Locate the line that contains "### Usage example" in the entries below, then repeat it and every following line through the line that contains "spec network/application scripts", exactly, and no others.
─── Given records
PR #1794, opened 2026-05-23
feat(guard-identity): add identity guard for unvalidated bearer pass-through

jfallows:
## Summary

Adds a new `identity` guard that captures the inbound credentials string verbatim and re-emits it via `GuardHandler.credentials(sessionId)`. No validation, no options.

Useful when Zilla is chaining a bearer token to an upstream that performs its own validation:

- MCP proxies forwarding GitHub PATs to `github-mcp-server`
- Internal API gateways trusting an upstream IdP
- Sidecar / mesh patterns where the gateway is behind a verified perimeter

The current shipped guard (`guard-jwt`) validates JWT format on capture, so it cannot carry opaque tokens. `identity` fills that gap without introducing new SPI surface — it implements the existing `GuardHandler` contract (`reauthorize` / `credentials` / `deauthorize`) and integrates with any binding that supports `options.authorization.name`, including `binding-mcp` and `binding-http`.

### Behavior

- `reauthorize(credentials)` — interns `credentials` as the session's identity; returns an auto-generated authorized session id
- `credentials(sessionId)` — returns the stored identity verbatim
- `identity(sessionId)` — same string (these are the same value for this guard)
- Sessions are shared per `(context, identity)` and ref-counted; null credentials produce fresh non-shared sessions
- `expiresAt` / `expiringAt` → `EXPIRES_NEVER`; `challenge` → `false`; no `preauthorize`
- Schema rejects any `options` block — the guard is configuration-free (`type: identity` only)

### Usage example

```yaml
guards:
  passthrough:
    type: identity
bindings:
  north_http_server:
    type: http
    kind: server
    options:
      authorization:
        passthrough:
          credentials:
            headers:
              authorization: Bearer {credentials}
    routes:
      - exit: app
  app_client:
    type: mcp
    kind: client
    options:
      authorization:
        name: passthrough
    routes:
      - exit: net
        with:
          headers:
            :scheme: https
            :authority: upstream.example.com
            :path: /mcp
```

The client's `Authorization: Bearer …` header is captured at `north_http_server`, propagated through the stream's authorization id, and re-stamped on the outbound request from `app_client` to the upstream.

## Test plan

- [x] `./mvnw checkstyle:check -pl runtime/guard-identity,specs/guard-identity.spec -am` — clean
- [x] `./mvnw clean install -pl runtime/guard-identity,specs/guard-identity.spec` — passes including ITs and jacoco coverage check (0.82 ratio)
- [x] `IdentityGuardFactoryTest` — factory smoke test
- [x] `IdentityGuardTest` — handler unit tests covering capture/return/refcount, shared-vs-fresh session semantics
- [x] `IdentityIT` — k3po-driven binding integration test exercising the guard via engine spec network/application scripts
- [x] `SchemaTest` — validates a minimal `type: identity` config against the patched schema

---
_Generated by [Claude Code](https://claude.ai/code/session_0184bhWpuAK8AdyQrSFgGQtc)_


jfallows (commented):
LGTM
──────
* _Result of the task_:
### Usage example

```yaml
guards:
  passthrough:
    type: identity
bindings:
  north_http_server:
    type: http
    kind: server
    options:
      authorization:
        passthrough:
          credentials:
            headers:
              authorization: Bearer {credentials}
    routes:
      - exit: app
  app_client:
    type: mcp
    kind: client
    options:
      authorization:
        name: passthrough
    routes:
      - exit: net
        with:
          headers:
            :scheme: https
            :authority: upstream.example.com
            :path: /mcp
```

The client's `Authorization: Bearer …` header is captured at `north_http_server`, propagated through the stream's authorization id, and re-stamped on the outbound request from `app_client` to the upstream.

## Test plan

- [x] `./mvnw checkstyle:check -pl runtime/guard-identity,specs/guard-identity.spec -am` — clean
- [x] `./mvnw clean install -pl runtime/guard-identity,specs/guard-identity.spec` — passes including ITs and jacoco coverage check (0.82 ratio)
- [x] `IdentityGuardFactoryTest` — factory smoke test
- [x] `IdentityGuardTest` — handler unit tests covering capture/return/refcount, shared-vs-fresh session semantics
- [x] `IdentityIT` — k3po-driven binding integration test exercising the guard via engine spec network/application scripts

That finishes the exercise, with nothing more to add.